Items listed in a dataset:
:::

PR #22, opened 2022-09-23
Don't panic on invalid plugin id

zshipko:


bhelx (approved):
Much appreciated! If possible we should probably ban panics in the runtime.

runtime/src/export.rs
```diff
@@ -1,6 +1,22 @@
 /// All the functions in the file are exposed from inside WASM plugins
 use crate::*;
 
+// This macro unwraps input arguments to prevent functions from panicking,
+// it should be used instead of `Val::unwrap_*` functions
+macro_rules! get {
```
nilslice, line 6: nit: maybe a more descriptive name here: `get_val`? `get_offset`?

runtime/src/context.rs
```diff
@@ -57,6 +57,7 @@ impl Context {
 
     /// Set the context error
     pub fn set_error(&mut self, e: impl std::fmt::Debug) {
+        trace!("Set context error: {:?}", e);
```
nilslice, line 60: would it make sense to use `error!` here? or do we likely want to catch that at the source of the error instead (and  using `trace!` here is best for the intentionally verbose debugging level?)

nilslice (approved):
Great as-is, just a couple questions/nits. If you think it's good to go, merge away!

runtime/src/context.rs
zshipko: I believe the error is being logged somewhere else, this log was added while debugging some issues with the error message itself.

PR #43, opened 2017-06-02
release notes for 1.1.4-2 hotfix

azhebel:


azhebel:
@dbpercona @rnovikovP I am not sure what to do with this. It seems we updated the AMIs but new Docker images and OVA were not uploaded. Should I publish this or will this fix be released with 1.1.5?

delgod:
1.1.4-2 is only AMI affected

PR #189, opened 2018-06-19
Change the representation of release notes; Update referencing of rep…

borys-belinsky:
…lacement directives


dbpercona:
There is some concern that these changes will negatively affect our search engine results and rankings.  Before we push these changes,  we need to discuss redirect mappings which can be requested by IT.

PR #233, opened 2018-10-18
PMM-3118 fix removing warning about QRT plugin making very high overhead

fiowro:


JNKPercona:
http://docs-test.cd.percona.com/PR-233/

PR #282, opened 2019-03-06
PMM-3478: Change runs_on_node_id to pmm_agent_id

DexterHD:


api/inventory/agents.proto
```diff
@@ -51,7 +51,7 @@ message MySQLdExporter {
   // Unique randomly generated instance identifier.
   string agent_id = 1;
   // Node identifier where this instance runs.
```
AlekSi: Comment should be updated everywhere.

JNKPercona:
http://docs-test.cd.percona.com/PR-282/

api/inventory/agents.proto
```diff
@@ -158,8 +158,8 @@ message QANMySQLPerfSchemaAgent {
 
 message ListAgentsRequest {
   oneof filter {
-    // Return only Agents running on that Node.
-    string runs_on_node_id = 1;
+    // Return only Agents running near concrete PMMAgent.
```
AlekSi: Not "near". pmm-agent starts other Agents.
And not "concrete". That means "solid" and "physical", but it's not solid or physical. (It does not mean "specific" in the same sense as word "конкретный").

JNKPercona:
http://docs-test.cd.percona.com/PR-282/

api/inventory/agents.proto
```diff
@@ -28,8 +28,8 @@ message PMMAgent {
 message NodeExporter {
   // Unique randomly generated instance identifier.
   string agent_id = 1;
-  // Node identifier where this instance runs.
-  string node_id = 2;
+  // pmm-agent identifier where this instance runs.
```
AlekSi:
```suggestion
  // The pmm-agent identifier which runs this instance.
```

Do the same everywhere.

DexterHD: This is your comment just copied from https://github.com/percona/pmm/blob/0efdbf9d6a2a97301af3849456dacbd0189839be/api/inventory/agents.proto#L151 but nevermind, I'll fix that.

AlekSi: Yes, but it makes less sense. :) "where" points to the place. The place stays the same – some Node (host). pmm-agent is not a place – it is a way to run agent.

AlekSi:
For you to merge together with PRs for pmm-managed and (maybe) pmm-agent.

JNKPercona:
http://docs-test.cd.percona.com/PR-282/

:::

Exercise directions:
Scan the records for the word "nilslice". Copy each line where it turns up.

Answer to this task:
nilslice, line 6: nit: maybe a more descriptive name here: `get_val`? `get_offset`?
nilslice, line 60: would it make sense to use `error!` here? or do we likely want to catch that at the source of the error instead (and  using `trace!` here is best for the intentionally verbose debugging level?)
nilslice (approved):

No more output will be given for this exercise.